▶ _Work task_
Reproduce the data exactly; no word may be added or dropped.
Data to use below:
Issue #1116, opened 2024-04-02
HDRI Split screen breaks reflection probes.


RunitaiLinden:
### Description

When HDRI split screen is enabled, reflection probes have seams in them.  Make reflection probe updates always use the HDRI sky when present.  Also render the full EEP sky when split screen is zero.

sergiiiproductengine:
Deferred QA.
Verified on the Second Life Release 7.1.9.10220184061 (64bit) on Win10/OSX in the scope of https://github.com/secondlife/iqa/issues/301.

The issue was verified with next steps:
1. Logg into the viewer to the http://maps.secondlife.com/secondlife/Bug%20Island%202/103/148/24 location with a lots of reflection probes.
2. Load HDRI using Develop > Render Tests > HDRI Preview (HDRI was taken from the https://polyhaven.com/hdris).
3. Adjust RenderHDRISplitScreen setting via Advanced > Show Debug Settings from 1.0 to zero value

Observed behaviour: 

- after step 2 HDRI appears on all reflection probes
- after step 3 reflection probes still show HDRI (with any split screen values)

In general reflection probes do not looks broken after spliting, but could you please provide the test plan to verify this issue more clearly and properly?

PR #1119, opened 2024-04-02
#1116 HDRI preview enhancements

RunitaiLinden:
Don't split sky in radiance and irradiance maps
Allow for applying HDRI sky to only irradiance map Allow for showing entire EEP sky (clouds and all) when split is set to zero


Geenz (approved):
👍

PR #1127, opened 2024-04-03
viewer#1117 Use attacment info for declouding logic

akleshchev:
1. Use attachment count from simulator to determine cloud' state, but don't wait forever (wait 120s)
2. Reduce FIRST_APPEARANCE_CLOUD_MAX_DELAY since we no longer need to wait for potential attachments. If we got here, we know that we either waited long enough or that all attachments are already there.


marchcat (approved):

akleshchev:
Despite added 120s wait time avatars now load faster, since that is a 'something we are sure is there haven't loaded' delay, it is the 'wait just in case we don't know something' delay that was causing bulk of the waiting.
End of Data to use.
▶ _Response area_
Issue #1116, opened 2024-04-02
HDRI Split screen breaks reflection probes.


RunitaiLinden:
### Description

When HDRI split screen is enabled, reflection probes have seams in them.  Make reflection probe updates always use the HDRI sky when present.  Also render the full EEP sky when split screen is zero.

sergiiiproductengine:
Deferred QA.
Verified on the Second Life Release 7.1.9.10220184061 (64bit) on Win10/OSX in the scope of https://github.com/secondlife/iqa/issues/301.

The issue was verified with next steps:
1. Logg into the viewer to the http://maps.secondlife.com/secondlife/Bug%20Island%202/103/148/24 location with a lots of reflection probes.
2. Load HDRI using Develop > Render Tests > HDRI Preview (HDRI was taken from the https://polyhaven.com/hdris).
3. Adjust RenderHDRISplitScreen setting via Advanced > Show Debug Settings from 1.0 to zero value

Observed behaviour: 

- after step 2 HDRI appears on all reflection probes
- after step 3 reflection probes still show HDRI (with any split screen values)

In general reflection probes do not looks broken after spliting, but could you please provide the test plan to verify this issue more clearly and properly?

PR #1119, opened 2024-04-02
#1116 HDRI preview enhancements

RunitaiLinden:
Don't split sky in radiance and irradiance maps
Allow for applying HDRI sky to only irradiance map Allow for showing entire EEP sky (clouds and all) when split is set to zero


Geenz (approved):
👍

PR #1127, opened 2024-04-03
viewer#1117 Use attacment info for declouding logic

akleshchev:
1. Use attachment count from simulator to determine cloud' state, but don't wait forever (wait 120s)
2. Reduce FIRST_APPEARANCE_CLOUD_MAX_DELAY since we no longer need to wait for potential attachments. If we got here, we know that we either waited long enough or that all attachments are already there.


marchcat (approved):

akleshchev:
Despite added 120s wait time avatars now load faster, since that is a 'something we are sure is there haven't loaded' delay, it is the 'wait just in case we don't know something' delay that was causing bulk of the waiting.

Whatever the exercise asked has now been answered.